Over the last two decades national research evaluation systems have been implemented in several European and non-European countries. They often rely on quantitative indicators, based on numbers of papers published and citations received. Advocates of these metrics claim that quantitative measures are more objective than peer-review, that they ensure the accountability of the scientific community to taxpayers, and that they promote a more efficient allocation of public resources. Critics argue that when indicators are used to evaluate performance, they rapidly become targets, i.e. they start to change the behavior of the evaluated researchers, following what is commonly called “Goodhart’s law.” For instance, if productivity is positively rewarded, publishing many articles becomes a target that can also be pursued with opportunistic strategies, such as slicing up the same work into multiple publications.
Italy in the years following the introduction of new research evaluation procedures in 2010 is a spectacular case in point. Since 2010, the Italian system has assigned a key role to bibliometric indicators for the hiring and promotion of professors. To achieve the National Scientific Habilitation (ASN), required to become associate and full professor, a candidate’s work must reach definite “bibliometric thresholds,” calculated by the governmental Agency for the Evaluation of the University and Research (ANVUR). Only if her citations, h-index, and number of journal articles exceed two thresholds out of three, is the candidate admitted to the final step, i.e. evaluation by a committee of peers.
In a paper published by PLOSONE, (which has received significant attention in Nature, Science, and Le Monde) we show that the launch of this research evaluation system triggered anomalous behavior. In particular, after the university reform, Italian researchers started to artificially increase their indicators by strategically using citations.
Given the difficulties of documenting the existence of strategic citation behaviors at a micro-level, we designed a new “inwardness indicator,” based on country self-citations. For this purpose, the countries of the authors of a citing publication are compared with those of the cited papers. A country self-citation occurs whenever a citing publication and the cited one have at least one country in common.

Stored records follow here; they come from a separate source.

PR #122, opened 2024-09-19
ci:package and publish Blender plugin to the GitHub release

moorec-aws:
1. [__init__.py](https://github.com/aws-deadline/deadline-cloud-for-blender/blob/mainline/src/deadline/blender_submitter/addons/deadline_cloud_blender_submitter/__init__.py#L24) contains the version of the latest release. Currently this has to be updated manually.
2. Users are required to git clone the release branch to use the latest submitter.

1. Updated __init__.py with the release version when the bump workflow is run.
2. Zip the contenets of `addons` into the dist_extras directory during the release process.

1. Proper versions updated in plugin file when we do a release
2. Users can access the plugin from the release page.

Tested in a development environment using the [reusable_bump](https://github.com/aws-deadline/.github/blob/mainline/.github/workflows/reusable_bump.yml) and [reusable publish](https://github.com/aws-deadline/.github/blob/mainline/.github/workflows/reusable_publish.yml) workflows.

* Confirmed that the versions are updated properly in the ChangeLog PR.
* Confirmed that the zip exist on the release page with the expected contents.

No

No

----

### DIFF
--- a/.github/actions/prepush_release_hook/action.yml
+++ b/.github/actions/prepush_release_hook/action.yml
@@ -1,0 +1,18 @@
+inputs:
+  semver:
+    required: true
+    type: string
+  tag:
+    required: true
+    type: string
+
+runs:
+  using: composite
+  steps:
+  - name: Zip submitter plugin
+    shell: bash
+    run: |
+      mkdir dist_extras
+      cd src/deadline/blender_submitter/addons
+      zip -r  ../../../../dist_extras/blender_submitter_plugin_${{inputs.semver}}.zip .
+      cd ../../../../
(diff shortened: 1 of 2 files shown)


AWS-Samuel (approved):

.github/actions/prepush_release_hook/action.yml
```diff
@@ -0,0 +1,18 @@
...
+runs:
+  using: composite
+  steps:
+  - name: Zip submitter plugin
+    shell: bash
+    run: |
+      mkdir dist_extras
+      cd src/deadline/blender_submitter/addons
+      zip -r  ../../../../dist_extras/blender_submitter_plugin_${{inputs.semver}}.zip .
+      cd ../../../../
```
epmog, line 18: nit: can use pushd/popd here, though I don't think you need to do the last cd when it's encapsulated in the bash script. Doesn't actually affect anything here though.

epmog (approved):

The inwardness indicator is defined as the ratio between the total number of country self-citations and the total number of citations of that country. We called it “inwardness” because, in general, it measures what proportion the dissemination of the knowledge produced in a country remains confined within its borders.

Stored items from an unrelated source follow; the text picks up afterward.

Issue #105, opened 2024-05-05
Bug: Directory auto-detected as file; submission fails


michaeldavie:
### Expected Behaviour

Submission succeeds

### Current Behaviour

Job submission fails because the fluid simulation cache is listed as a file and can't be removed.
<img width="851" alt="image" src="https://github.com/aws-deadline/deadline-cloud-for-blender/assets/16008714/ea5f2beb-4ff0-4979-be7b-f4452054d182">
Job submission fails:
<img width="372" alt="image" src="https://github.com/aws-deadline/deadline-cloud-for-blender/assets/16008714/f1b7377f-05db-40df-91b7-7bd967359ff6">
The folder cannot be removed from the file list using the "Remove Selected" button:
<img width="372" alt="image" src="https://github.com/aws-deadline/deadline-cloud-for-blender/assets/16008714/ffaafa9b-f3ab-4544-869d-e29e6baa5682">

### Reproduction Steps

- Create a scene with a fluid simulation
- Bake the scene
- Attempt to submit to Deadline Cloud

### Code Snippet

N/A

epmog:
Sorry for the delay, thanks for the report!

A country’s inwardness can be seen as the sum of the “physiological” and of the “pathological” quota of country self-citations. The physiological quota is constituted by self-citations generated by country-based researchers as a normal byproduct of their research activity. It depends both on the size of the country in terms of research production and the degree of international collaboration, such as the participation in multinational research teams. The pathological quota is constituted by the self-citations generated by strategic activities of country-based researchers, that is opportunistic self-citations and country-based citation clubs.
An anomalous rise in the inwardness of a country can result from an increase in either the physiological quota, or the pathological quota of self-citations. Based on these premises, we calculated the inwardness indicators of the G10 countries in the period 2000-2016. In this way, we could compare the Italian trend, not only before and after the introduction of the research evaluation system, but also against the trends of comparable countries. The data was gathered from SCIval, an Elsevier-owned platform powered by Scopus data.

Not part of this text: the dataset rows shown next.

Issue #136, opened 2024-10-24
Bug: Output path is ignored and over written in submitter


lunacava:
### Expected Behaviour

"output path" in submitter is set as the setting render output directory setting in the render tab.

### Current Behaviour

when I submit from Blender, Output path is over written in submitter, ignored what I put in output directory in render tab.
![image (37)](https://github.com/user-attachments/assets/1282dac9-24c0-483a-af27-4d23cf893e1a)

### Reproduction Steps

make a scene,
set render setting, put render output directory in Render tab,
open Deadline Cloud render submitter,
go to Job-specific settings,
output pass is not set as I put in the render tab.
and I need to reset output pass every time submit the job.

Until 2009, all countries, including Italy, shared a rather similar inwardness trend. Then, the Italian trend suddenly diverged around 2010. In the period 2008-2016, the increase of the Italian inwardness amounted to 8.3 percentage points (p.p.), more than 4 p.p. above the average increase observed in G10 countries. Interestingly, we found almost the same pattern in most of the scientific areas, as defined by Scopus Categories: after the reform, Italy stands out with the highest inwardness increase in 23 out of 27 fields.
A generous explanation of this anomalous rise could be an increase in the physiological quota of country-self-citations. For example, it could reflect a sudden rise, after 2009, of the degree of international collaboration of Italian scholars. However, as a matter of fact, no particular increase in the Italian international collaboration can be spotted. Another explanation could be a narrowing of the scientific focus of Italian researchers on topics mainly investigated amongst the national community. We have no direct evidence for rejecting this hypothesis, but it appears very implausible, given the peculiarity, dimension, and, especially, the timing of the phenomenon.
The best explanation for the sudden increase in inwardness is a change in the pathological quota of the country self-citations. This means that there was a spectacular increase either in authors’ self-citations or citations exchanged within citation-clubs formed by Italian scholars. This reflects a strategy clearly aimed at boosting bibliometrics in order to reach the thresholds set by the governmental agency, ANVUR.
The beginning of the Italian anomaly is synchronous with the launch of the research evaluation system, that suddenly introduced bibliometric thresholds to the key steps of the academic career, while leaving all possible room for strategic citing. The striking result is that the effects have become visible at a national scale and in most of the scientific fields.
Our results support the idea that researchers are quickly responsive to incentives they are exposed to. They show also that the generalized adoption of incentives altered substantially the level and trend of bibliometric indicators calculated at the country level. This suggests that policy makers should exercise the greatest caution in the use of indicators for their science policy.